In some designs the size of the output buffer port of a kernel can be different than the size of the input buffer port of the next kernel. In that case, the connection declaration will contain the size of the output port and the size of the input buffer port. For example:
connect net0 (kernel0.out[0], kernel1.in[0]);
dimensions(kernel0.out[0]) = {128};
dimensions(kernel1.in[0]) = {192};
In the above example, kernel0
writes 128
samples and kernel1
expects 192 samples will be
written to memory. In such scenarios, the AI Engine compiler performs multirate analysis.
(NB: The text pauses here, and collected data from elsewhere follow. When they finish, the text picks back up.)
Issue #152, opened 2019-10-02
 [enhancement] Templates for projects and data sets 


jmfrenzel:
### Descriptive summary

Using templates new projects and data sets are generated with pre-filled content. 

### Affects

Users and Managers 

### Rationale

While initially a DMP must be filled completely, research groups want to (re-)use this information in DMPs of their follow-up or future projects. The re-use is not only restricted to administrative details but usually  extends to most of the content, e.g. data types, standards, tooling ...

### Expected behavior

1. Templates of projects and data sets can be saved via selecting/check-marking answered questions. In addition to generating  blank new projects and new data sets the workflow is extended to offer the user that template(s) (including a  default blank one) to choose from.

1. Cloning a project into a new one as well as cloning content from one project to another one or to a template.  

Use case: collaborative research centers   

E.g. project partners, affiliation are redundant for a dozen or more projects 

1. Option to automatically retrieve the ORCID Id from the database into an answer field given the user has provided it via `account connections`. 

### Related work

RDMO partially allows template projects via exporting and importing an existing one.   

[Attribute default value](https://github.com/rdmorganiser/rdmo/issues/45) github issue.

harenk:
Support the notion of 'duplicating' a stored 'Content classification / Dataset' 
often in -especially natural sciences - data sets have many similar characteristics (=> curated as Data Release, e.g.) and 
using more than one of these incurs repetitive entries. 
By having a Ex/Import or a 'copy' facility this could be reduced.

harenk:
Support the notion of 'duplicating' a stored 'Content classification / Dataset' 
often in -especially natural sciences - data sets have many similar characteristics (=> curated as Data Release, e.g.) and 
using more than one of these incurs repetitive entries. 
By having a Ex/Import or a 'copy' facility this could be reduced.

harenk:
Support the notion of 'duplicating' a stored 'Content classification / Dataset' 
often in -especially natural sciences - data sets have many similar characteristics (=> curated as Data Release, e.g.) and 
using more than one of these incurs repetitive entries. 
By having a Ex/Import or a 'copy' facility this could be reduced.

jochenklar:
This issue will (hopefully) be solved by the project visibility and reuse answers features in RDMO 2.3.0.

PR #1125, opened 2024-08-16
feat(interview): apply to all [2]

jochenklar:
This PR adds the possibility to make projects to all users (#152)
* Visible projects can be accessed read only and can be used as template
* In a multi site setup, project visibility can be restricted to sites
* Project visibility can also be restricted to groups
* For now site manager can set the visibility, but this might be changed in the future

To that purpose, it adds a copyValue action to the new interface, which can be used to copy values to different tabs of a page.

It also makes the add value button for questions a bit smaller.

### DIFF
--- a/rdmo/projects/assets/js/interview/components/main/question/QuestionCopyValue.js
+++ b/rdmo/projects/assets/js/interview/components/main/question/QuestionCopyValue.js
@@ -3,10 +3,13 @@ import PropTypes from 'prop-types'
 
 import { isEmptyValue } from '../../../utils/value'
 
-const QuestionCopyValue = ({ question, value, copyValue }) => {
+const QuestionCopyValue = ({ question, value, siblings, copyValue }) => {
   return (
-    question.set_collection && !isEmptyValue(value) && (
-      <button className="btn btn-link btn-apply-to-all" onClick={() => copyValue(value)}
+    question.set_collection &&
+    !question.is_collection &&
+    !isEmptyValue(value) &&
+    siblings.some((value) => isEmptyValue(value)) && (
+      <button className="btn btn-link btn-apply-to-all" onClick={() => copyValue(value, siblings)}
               title={gettext('Apply this answer to all tabs where this question is empty')}>
         <i className="fa fa-arrow-circle-right fa-btn"></i>
       </button>
@@ -17,6 +20,7 @@ const QuestionCopyValue = ({ question, value, copyValue }) => {
 QuestionCopyValue.propTypes = {
   question: PropTypes.object.isRequired,
   value: PropTypes.object.isRequired,
+  siblings: PropTypes.object.isRequired,
   copyValue: PropTypes.func.isRequired
 }
 
--- a/rdmo/projects/assets/js/interview/components/main/question/QuestionCopyValue.js
+++ b/rdmo/projects/assets/js/interview/components/main/question/QuestionCopyValue.js
@@ -1,0 +1,23 @@
+import React from 'react'
+import PropTypes from 'prop-types'
+
+import { isEmptyValue } from '../../../utils/value'
+
+const QuestionCopyValue = ({ question, value, copyValue }) => {
+  return (
+    question.set_collection && !isEmptyValue(value) && (
+      <button className="btn btn-link btn-apply-to-all" onClick={() => copyValue(value)}
+              title={gettext('Apply this answer to all tabs where this question is empty')}>
+        <i className="fa fa-arrow-circle-right fa-btn"></i>
+      </button>
+    )
+  )
+}
+
+QuestionCopyValue.propTypes = {
+  question: PropTypes.object.isRequired,
+  value: PropTypes.object.isRequired,
+  copyValue: PropTypes.func.isRequired
+}
+
+export default QuestionCopyValue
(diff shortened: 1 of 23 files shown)


MyPyDavid (changes requested):
this is front-end only, so it does not require any tests 😶‍🌫️ 

Ive tried out answering some questions and applying the answers to other datasets, it functions intuitively.

One problem I found for the multiple text answer types, where I could not see the button "apply to all" anymore after filling-out and removing again. Are these values not properly compared? And should I also be able to apply-to-all after i just add another entry or not?

apply-to-all-and-2-multiple-text-widgets

Another thing is about the radio buttons, they are floating over, but it's not for this PR I guess, see picture.

apply-to-all-and-1

rdmo/projects/assets/js/interview/components/main/question/QuestionCopyValue.js
```diff
@@ -0,0 +1,27 @@
...
+        <i className="fa fa-arrow-circle-right fa-btn"></i>
+      </button>
+    )
+  )
+}
+
+QuestionCopyValue.propTypes = {
+  question: PropTypes.object.isRequired,
+  value: PropTypes.object.isRequired,
+  siblings: PropTypes.object.isRequired,
```
MyPyDavid, line 23: should this not be `siblings: PropTypes.array.isRequired,`  , an `array` instead `object`? The browser showed an error about it..

jochenklar:
About the apply to all, it works like expected (by me :smile: ). It apears only if the question in at least one of the "sibling" sets has no or only empty values. Maybe we discuss how the feature should work when showing it to more users.

rdmo/projects/assets/js/interview/components/main/question/QuestionCopyValue.js
jochenklar: yes , will fix!

jochenklar: done.

jochenklar:
Rebased and good to go!

MyPyDavid:
So, with the behaviour of the checkboxes I can only add selected checkboxes and not remove unselected checkboxes when I apply to all. 
Is this the desired behaviour? For consistency I would expect that the whole set of selected und unselected checkboxes will be applied to another dataset. I know that the unselected Values are deleted and just gone right, but would it be possible to implement this via the React state?

rdmo/projects/assets/js/interview/utils/value.js
```diff
@@ -39,28 +39,33 @@ const initValues = (sets, values, element, setPrefix) => {
     setPrefix = ''
   }
 
+  // loop over all sets of the current set prefix and over all questions
   sets.filter((set) => set.set_prefix === setPrefix).forEach((set) => {
     element.elements.filter((e) => (e.model === 'questions.question')).forEach((question) => {
```
MyPyDavid, line 44: do you maybe wanna use `.flatMap` here instead of nesting?
```js
  .filter((set) => set.set_prefix === setPrefix)
  .flatMap((set) =>
    element.elements.filter((e) => e.model === 'questions.question').map((question) => ({ set, question }))
  )
  .forEach(({ set, question }) => {
```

In this case,
the compiler will specify that kernel1
should run
twice while kernel0
will run three times. You can
specify the repetition count for these kernels in the graph manually, as
follows:
repetition_count(kernel0) = 3;
repetition_count(kernel1) = 2;
Just as you can multicast an output buffer port to multiple input buffer ports in the graph (automatic DMA insertion mechanism), you can also perform multirate processing in this specific use case:
connect net0 ( kernel0.out[0] , kernel1.in[0] );
connect net1 ( kernel0.out[0] , kernel2.in[0] );
dimensions(kernel0.out[0]) = {128};
dimensions(kernel1.in[0]) = {64};
dimensions(kernel2.in[0]) = {192};
In this example, the AI Engine
compiler automatically detects that kernel0
should
run three times, kernel1
should run six times, and
kernel2
should run twice for one graph
iteration, graph.run(1)
. These repetition
counts can also be specified manually in the graph.
connect ( datain , upconv.in[0] );
connect ( upconv.out[0] , singlerate.in[0] );
connect ( singlerate.out[0] , dataout );
// If the connection is buffer based dimensions can be specified
// in the graph
dimensions(upconv.in[0]) = {350};
dimensions(upconv.out[0]) = {490};
dimensions(singlerate.in[0]) = {350};
dimensions(singlerate.out[0]) = {350};
// If the connections are stream based, repetitions count must be specified
repetition_count(upconv) = 5; // LCM(350,490)/490 = 5
repetition_count(singlerate) = 7; // LCM(350,490)/350 = 7
In the preceding figure, the up-conversion kernel must be run five times, and the single rate kernel must be run seven times to produce and consume the same number of samples between the two kernels.
In this example the output frame length of the up-converter is larger than the length of the input frame of the single rate kernel. This means that the up-converter will write over the ping and pong buffers (or other more complex schemes) in a single iteration.